━━━━━ SOURCE RECORDS ━━━━━
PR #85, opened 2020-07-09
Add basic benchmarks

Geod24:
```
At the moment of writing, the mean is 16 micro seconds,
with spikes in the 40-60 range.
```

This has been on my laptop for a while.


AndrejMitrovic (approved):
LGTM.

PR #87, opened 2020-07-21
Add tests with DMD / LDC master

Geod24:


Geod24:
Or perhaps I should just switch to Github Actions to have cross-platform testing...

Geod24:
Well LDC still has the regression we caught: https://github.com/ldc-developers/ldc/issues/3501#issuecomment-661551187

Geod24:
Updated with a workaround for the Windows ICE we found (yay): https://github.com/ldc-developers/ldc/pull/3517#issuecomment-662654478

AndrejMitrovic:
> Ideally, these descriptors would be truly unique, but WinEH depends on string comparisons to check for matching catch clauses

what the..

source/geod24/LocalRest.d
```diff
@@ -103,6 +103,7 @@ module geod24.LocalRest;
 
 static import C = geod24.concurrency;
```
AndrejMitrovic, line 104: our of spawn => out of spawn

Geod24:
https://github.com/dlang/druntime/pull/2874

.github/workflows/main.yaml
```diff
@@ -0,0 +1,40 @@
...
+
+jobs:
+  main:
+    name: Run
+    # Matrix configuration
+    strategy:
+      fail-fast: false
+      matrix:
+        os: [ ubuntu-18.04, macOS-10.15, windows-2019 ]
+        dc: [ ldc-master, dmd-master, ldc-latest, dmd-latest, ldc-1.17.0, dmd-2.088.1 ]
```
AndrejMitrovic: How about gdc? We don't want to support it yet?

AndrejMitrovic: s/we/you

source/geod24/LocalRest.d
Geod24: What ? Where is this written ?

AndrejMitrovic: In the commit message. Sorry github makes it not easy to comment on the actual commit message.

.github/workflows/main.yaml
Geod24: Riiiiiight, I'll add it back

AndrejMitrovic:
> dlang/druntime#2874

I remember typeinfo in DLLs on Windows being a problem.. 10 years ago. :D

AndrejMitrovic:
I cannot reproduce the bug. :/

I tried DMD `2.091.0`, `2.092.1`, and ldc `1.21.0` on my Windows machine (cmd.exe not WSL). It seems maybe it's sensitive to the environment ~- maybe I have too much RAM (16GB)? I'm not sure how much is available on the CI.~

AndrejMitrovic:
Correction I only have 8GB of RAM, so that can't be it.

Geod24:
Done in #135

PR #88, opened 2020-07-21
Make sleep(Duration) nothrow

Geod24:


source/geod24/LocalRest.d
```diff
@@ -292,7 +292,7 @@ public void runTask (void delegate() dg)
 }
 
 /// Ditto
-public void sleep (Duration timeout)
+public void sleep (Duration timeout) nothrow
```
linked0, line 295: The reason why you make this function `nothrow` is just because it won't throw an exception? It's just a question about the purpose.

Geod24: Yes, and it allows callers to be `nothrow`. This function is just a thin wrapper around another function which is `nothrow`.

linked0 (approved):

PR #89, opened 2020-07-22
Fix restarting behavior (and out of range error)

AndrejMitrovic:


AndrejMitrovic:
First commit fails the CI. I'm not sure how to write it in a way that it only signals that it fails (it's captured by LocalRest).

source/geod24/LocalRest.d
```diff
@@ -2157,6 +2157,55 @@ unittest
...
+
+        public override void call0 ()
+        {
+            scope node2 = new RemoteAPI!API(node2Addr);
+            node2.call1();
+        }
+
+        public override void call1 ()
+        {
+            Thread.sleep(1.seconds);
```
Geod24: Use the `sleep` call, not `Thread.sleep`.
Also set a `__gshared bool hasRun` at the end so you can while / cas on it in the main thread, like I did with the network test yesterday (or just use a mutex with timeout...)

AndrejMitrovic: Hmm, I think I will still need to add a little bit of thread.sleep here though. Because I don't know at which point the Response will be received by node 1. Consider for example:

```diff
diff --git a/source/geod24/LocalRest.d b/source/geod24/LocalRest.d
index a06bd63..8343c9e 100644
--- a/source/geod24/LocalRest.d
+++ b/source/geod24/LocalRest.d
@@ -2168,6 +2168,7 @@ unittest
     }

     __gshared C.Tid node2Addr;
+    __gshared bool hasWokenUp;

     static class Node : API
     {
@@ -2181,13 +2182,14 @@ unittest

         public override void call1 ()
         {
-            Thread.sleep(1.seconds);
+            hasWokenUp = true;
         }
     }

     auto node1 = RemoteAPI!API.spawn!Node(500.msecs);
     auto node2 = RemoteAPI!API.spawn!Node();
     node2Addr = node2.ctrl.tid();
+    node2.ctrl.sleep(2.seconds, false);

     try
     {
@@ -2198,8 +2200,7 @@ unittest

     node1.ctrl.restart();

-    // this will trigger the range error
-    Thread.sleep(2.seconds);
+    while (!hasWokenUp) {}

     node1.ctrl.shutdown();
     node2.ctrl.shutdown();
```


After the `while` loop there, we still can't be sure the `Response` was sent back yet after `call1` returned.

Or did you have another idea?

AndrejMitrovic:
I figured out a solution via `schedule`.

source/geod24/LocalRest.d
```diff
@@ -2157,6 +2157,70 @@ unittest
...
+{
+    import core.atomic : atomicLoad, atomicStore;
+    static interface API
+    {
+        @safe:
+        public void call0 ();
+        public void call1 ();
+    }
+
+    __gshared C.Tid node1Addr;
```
━━━━━
━━━━━ SOURCE RECORDS ━━━━━
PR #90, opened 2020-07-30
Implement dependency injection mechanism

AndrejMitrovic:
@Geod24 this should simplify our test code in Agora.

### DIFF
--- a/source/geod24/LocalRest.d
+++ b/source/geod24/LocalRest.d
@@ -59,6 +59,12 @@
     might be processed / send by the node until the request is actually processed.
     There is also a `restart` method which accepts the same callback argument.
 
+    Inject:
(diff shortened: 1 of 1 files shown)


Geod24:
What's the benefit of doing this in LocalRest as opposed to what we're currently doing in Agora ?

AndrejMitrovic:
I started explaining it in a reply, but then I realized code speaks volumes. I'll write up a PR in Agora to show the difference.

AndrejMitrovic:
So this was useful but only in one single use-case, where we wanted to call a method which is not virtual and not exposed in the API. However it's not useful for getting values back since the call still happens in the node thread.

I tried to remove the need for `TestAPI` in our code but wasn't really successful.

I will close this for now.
━━━━━
◆ WORK ITEM ◆
Only the lines above starting at the one containing "I started explaining" and ending at the one containing "So this was", both included, are to be returned, exactly as they read.

◆ WRITTEN SOLUTION ◆
I started explaining it in a reply, but then I realized code speaks volumes. I'll write up a PR in Agora to show the difference.

AndrejMitrovic:
So this was useful but only in one single use-case, where we wanted to call a method which is not virtual and not exposed in the API. However it's not useful for getting values back since the call still happens in the node thread.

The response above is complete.